Monday, November 28, 2016

California's Independence movement

1860 was not the first time states wanted so secede from the union.  The first such movement, while not successful, was what Henry Adams called a "conspiracy" in 1804.  Back then everyone, both Republicans and Federalists interpreted the constitution literally and many of the major thinkers and leaders in both parties believed that the Louisiana Purchase violated the constitution in that the constitution made no provision for the acquisition of new territory.  Pickering of the Federalist party attempted to get New England Federalist behind a move to leave the union (not for that reason but because the Virginian-led Republicans won the national election and had control of congress).  He argued that while secession was difficult under the constitution, the acquisition of Louisiana made that constitution null and void; therefore the New England states led by Massachusetts and New York should secede from the Union.   Jefferson and his Republicans (led by Virginia) had defeated the Federalists at every turn; so it was time to break away and form an independent nation.

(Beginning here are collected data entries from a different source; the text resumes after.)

PR #4582, opened 2026-08-12
Add the wiz tabular data source API (server half of stylebi-wiz#1556)

larryliang-inetsoft:
**Branch:** `feature-wiz-tabular-controller` · base `stylebi-wiz-main-rebase`

The StyleBI half of tabular data source create/edit.
[stylebi-wiz#1556](https://github.com/inetsoft-technology/stylebi-wiz/pull/1556) builds the portal
and wiz-services layers against these seven endpoints. **None of them existed** — I searched all 253
remote branches — so that PR currently calls routes that 404. This is the missing half; the two
should land together.

Built to the Layer-1 contract in that PR's own spec (`docs/superpowers/specs/2026-08-12-tabular-datasource-design.md`),
including its class name, package, injected dependencies and authorization rules.

```
GET  /api/wiz/tabular/listings              -> WizTabularListings
GET  /api/wiz/tabular/listing?name=         -> DataSourceDefinition   (pass-through)
GET  /api/wiz/tabular/definition?path=      -> DataSourceDefinition   (pass-through)
POST /api/wiz/tabular/refresh               -> DataSourceDefinition
POST /api/wiz/tabular/create                -> WizTabularSaveResult
POST /api/wiz/tabular/update?path=          -> WizTabularSaveResult
GET  /api/wiz/tabular/check-duplicate?name= -> { duplicate }
```

Separate from `WizDatabaseController` because tabular and JDBC are unrelated models. What they share
is the authorization stance.

## Decisions worth a reviewer's attention

**`DataSourceDefinition` and `TabularView` pass through unflattened** — the opposite of the JDBC
endpoints. `tabularView` *is* the UI description; there is no dimension to reduce, and trimming
removes something the renderer needs.

**Keys are not labels.** `getDisplayName()` is `getName()` run through a resource bundle for the
caller's locale, and StyleBI's own `getDataSourceListing` matches on the *display* name — so the
portal's key set shifts when the locale does. These endpoints key on the stable `getName()` and
translate only at the edge (`label`, `categoryLabel`), so a stored choice survives a locale switch.
`/tabular/listing?name=` resolves the stable name to a listing here and hands the service the
display name it expects.

**JDBC listings are excluded, and a null check would not have done it.** Measured against a running
server: a JDBC listing seeds a `tabularView` with **zero views** — an empty form, not `null` —
while Cassandra gives 10, MongoDB REST 12, REST JSON 21. The discriminator is therefore
`TabularDataSource`, which means instantiating each listing's data source. They are plain objects
with default fields, not connections. A listing that cannot be instantiated costs its own entry in
the picker rather than failing the whole request.

**Refresh echoes the sequence number back.** The caller increments it before each refresh and
discards any response carrying a lower one. Drop the echo and the field returns 0, every response
looks current, and a slow one silently overwrites a newer form. The portal does the same; there is a
test for it.

**Duplicate names are checked before writing, not inferred from the failure.** `MessageException`
carries a Catalog-translated sentence, and string-matching it breaks in any other locale. Only
`INVALID_FOLDER` still rests on that comparison — deliberately the last one that does. Anything
unrecognized becomes `UNKNOWN` and is logged verbatim rather than swallowed.

**Authorization is at the entry point**, not left to the service: WRITE on the path for
`definition`/`update`, the folder rule (with the root fallback to `CREATE_DATA_SOURCE`) for
`create`, and no path gate on `refresh`, which touches no stored data and recomputes from a
caller-supplied definition. No local `@ExceptionHandler` — it would take precedence over
`WizControllerErrorHandler` and degrade a 403 into a 400.

## Verification

**10 JUnit tests**, all passing, `mvn -pl community/core test` BUILD SUCCESS. They cover the paths
where a wrong answer is worst — a client branches on `reason` and cannot see the sentence behind it:

- create: saved path; duplicate rejected *without writing*; unrecognized refusal → `UNKNOWN`;
  permission denial leaves as `SecurityException` (so it becomes a 403) and writes nothing
- update: `DATASOURCE_LOST` when it vanished; rename returns the new path; rename onto an existing
  name rejected; saving under its own name is **not** a duplicate of itself
- refresh: sequence number echoed

Endpoint shapes were checked against a live server through the portal's equivalent routes: MySQL
(jdbc) 0 views, Apache Cassandra 10, MongoDB REST 12, REST JSON 21.

## Not verified

`/tabular/listings` cannot be exercised without a running server — `DataSourceListingService`
requires the Spring context, so it fails in a unit test. That means the tabular/JDBC classification
and the listing sort are covered by reasoning and by the live seed evidence above, not by a test.
**Worth an integration check before merge**, especially that the picker is not empty: an empty type
picker looks exactly like a deployment with no data source plugins installed.

Confirming these routes end to end also needs a rebuilt container image, which was not done — the
local one predates `WizDatabaseController`.

### DIFF
--- a/core/src/main/java/inetsoft/web/wiz/controller/WizTabularController.java
+++ b/core/src/main/java/inetsoft/web/wiz/controller/WizTabularController.java
@@ -37,8 +37,10 @@ import inetsoft.web.wiz.model.WizTabularSaveResult;
 import inetsoft.web.wiz.request.WizTabularCreateRequest;
 import org.slf4j.Logger;
 import org.slf4j.LoggerFactory;
+import org.springframework.http.HttpStatus;
 import org.springframework.http.MediaType;
 import org.springframework.web.bind.annotation.*;
+import org.springframework.web.server.ResponseStatusException;
 
 import java.security.Principal;
 import java.util.*;
@@ -137,8 +139,6 @@ public class WizTabularController {
     * @param principal the current user.
     *
     * @return the seeded definition, including the form to render.
-    *
-    * @throws java.io.FileNotFoundException if no tabular listing has that name.
     */
    @GetMapping(value = "/tabular/listing", produces = MediaType.APPLICATION_JSON_VALUE)
    public DataSourceDefinition getTabularListing(@RequestParam("name") String name,
@@ -149,9 +149,12 @@ public class WizTabularController {
       // name, and this endpoint's key is the stable one.
       DataSourceListing listing = findTabularListing(name);
 
+      // 404 rather than a bare exception: unhandled ones fall through to a generic 500, and asking
+      // for a type that does not exist is the caller's mistake, not a server fault. Measured — a
+      // JDBC name such as "MySQL" reached here and returned 500.
       if(listing == null) {
-         throw new java.io.FileNotFoundException(
-            "No tabular data source listing named \"" + name + "\"");
+         throw new ResponseStatusException(
+            HttpStatus.NOT_FOUND, "No tabular data source listing named \"" + name + "\"");
       }
 
       return datasourcesService.getDataSourceFromListing(listing.getDisplayName());
--- a/core/src/main/java/inetsoft/web/wiz/controller/WizTabularController.java
+++ b/core/src/main/java/inetsoft/web/wiz/controller/WizTabularController.java
@@ -1,0 +1,411 @@
+/*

Pickering and others involved in the secessionist "conspiracy" chose Aaron Burr as their champion.  Hamilton was also for secession but in the sense that Fukuyama has been for the success throughout the world of Liberal Democracy.  That is, Fukuyama believes it is going to happen but he refused to join an activist group (the Neocons) who tried to hasten that process.  Hamilton, perhaps as disgruntled as Fukuyama was while the activists were making hay, said and wrote some things Aaron Burr took offense at, a duel resulted, Hamilton was killed, Burr was discredited, and the Conspiracy of the New England secessionists was ended. 

The California secessionist movement seems from the little I know about it equally Quixotic.  This is from one of the Wikipedia article discussing how California might secede from the Union:

The first step to California (or any state for that matter) seceding from the Union is likely a ballot measure for voters. There is already a group called Yes California pushing for a referendum on Californian independence, noting that the state would be the sixth-largest economy in the world if it were its own country. 

Getting the referendum on the ballot and winning in an election might be the easiest part of this procedure. As Yes California notes, there are two possible next steps. First, a member of California’s congressional delegation could propose an Amendment to the U.S. Constitution to allow California to leave. The Amendment needs to pass two-thirds of the House and senate and then be approved by at least 38 of 50 states. 

A second possible path after a referendum would be California calling for a states convention, where two-thirds of the delegates from 50 states approve it. If it passes, it would still need to be ratified by 38 of the 50 state legislatures. 

However, if I understand matters correctly, this movement originated because Hillary Clinton won the popular vote despite loosing the electoral college vote.  In looking at the vote count at  we see that Hillary Clinton's popular vote tally is 62,523,126, of which 5,589,936 came from California.  Donald Trump on the other hand had a popular vote tally of 61,201,031 of which 3,021,095 came from California.   If California had successfully seceded before this election took place Donald Trump would have won the popular vote as well as the electoral college vote.  If we subtract California's votes, Hillary Clinton would have 56,933,190 popular votes to Trump's 58,179,936 (assuming my math is sound).   Thus, it would seem to me, the Democratic states would have more reason for opposing California's secession than the Republican states.